Allen was inspired to make the plane—known as an unmanned air vehicle (UAV)—after watching birds and glider pilots seek out thermals to extend their time in the air.

(See and download a photo of sandhill cranes floating on thermals.)

Once inside the thermal, birds and gliders are able to stay aloft and gain altitude without using any energy.

Since the columns of rising hot air are invisible, glider pilots and birds look for places where they're likely to form, such as a plowed field baking under the sun, or signs that thermals are nearby, such as cumulus clouds.

"We programmed the UAV to fly in a search pattern, and when the aircraft starts to rise it would then decide whether the thermal was strong enough to stop and soar," Allen said.

If the sensor decides the thermal is strong enough, the UAV shuts off its power. As the plane soars the onboard computer records what the plane senses, so it can estimate the size and strength of the thermal and locate its center, Allen said.

"It's trying to build a map of the thermal and from that fly in a more optimized circle to get the most energy out of it," he said.

"It also estimates the drift of the thermal with the wind so it can stay within it during windy conditions."

Allen and his team launched Cloud Swift on a test flight last fall over Rogers Dry Lake at Edwards Air Force Base.

In the 23 updrafts it detected, the plane gained an average altitude of 565 feet (172 meters). In one strong thermal it climbed 2,770 feet (844 meters).

The aircraft added 60 minutes to its flight time by soaring in the thermals. It could have stayed up longer, were it not for the limitations of the battery that powers the wing motions required for soaring, Allen said.

Future Flights

In future flights Allen and his team hope to teach the plane how to detect and fly in air currents that flow up the sides of hills, called ridge lift.

They would also like to teach the plane a technique called dynamic soaring, which involves shifting between air currents of different speeds.

The techniques would allow the airplane to fly to specific targets, not just loiter around in rising thermals, Allen said.

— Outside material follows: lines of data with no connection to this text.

PR #5025, opened 2023-03-21
add missing copyright to various files

andife:
### Description

add missing copyright to various files

used command:
reuse annotate --no-replace --copyright="Copyright (c) ONNX Project Contributors" 

#### Motivation and Context
Purpose: Make onnx https://reuse.software/ compliant

### DIFF
--- a/onnx/reference/ops/__init__.py
+++ b/onnx/reference/ops/__init__.py
@@ -1,4 +1,6 @@
 # Copyright (c) ONNX Project Contributors
+
+# Copyright (c) ONNX Project Contributors
 #
 # SPDX-License-Identifier: Apache-2.0
 
--- a/onnx/backend/test/case/model/__init__.py
+++ b/onnx/backend/test/case/model/__init__.py
@@ -1,3 +1,5 @@
+# Copyright (c) ONNX Project Contributors
+
 # SPDX-License-Identifier: Apache-2.0
 
 import sys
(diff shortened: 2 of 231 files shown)


gramalingam (approved):

jcwchen (approved):

justinchuby:
Do we need to create a lintrunner lint to ensure new files have this? Something similar to https://github.com/onnx/onnx/blob/main/.lintrunner.toml#L164-L184

onnx/reference/ops/__init__.py
```diff
@@ -1,3 +1,5 @@
+# Copyright (c) ONNX Project Contributors
+
```
justinchuby, line 2: Redundant?

andife: yes you are right. I will change that.

andife:
> Do we need to create a lintrunner lint to ensure new files have this? Something similar to https://github.com/onnx/onnx/blob/main/.lintrunner.toml#L164-L184

Yes something like that was my intention, but first I would like to have the repo adapted or cleared if necessary. Then  would like to use a tool that was developed for that purpose. 

Then there is the question whether fossology in a CI (I think that is still too complicated from my point of view), so I would like to use the Github plugin from https://github.com/marketplace/actions/reuse-compliance-check (but I would discuss that first).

In addition, Allen's team is collaborating with researchers at the University of Washington in Seattle to extend the concept to multiple UAVs.

Juris Vagners is an aeronautical engineer at the university. He said a team of UAVs could cooperate to find and use thermals like a flock of hawks.

Hawks circle in thermals as they hunt for prey. Periodically one hawk will separate to scout out another thermal. If it finds one, the other birds will wander over to it, Vagners explained. This allows the other hawks to save their energy.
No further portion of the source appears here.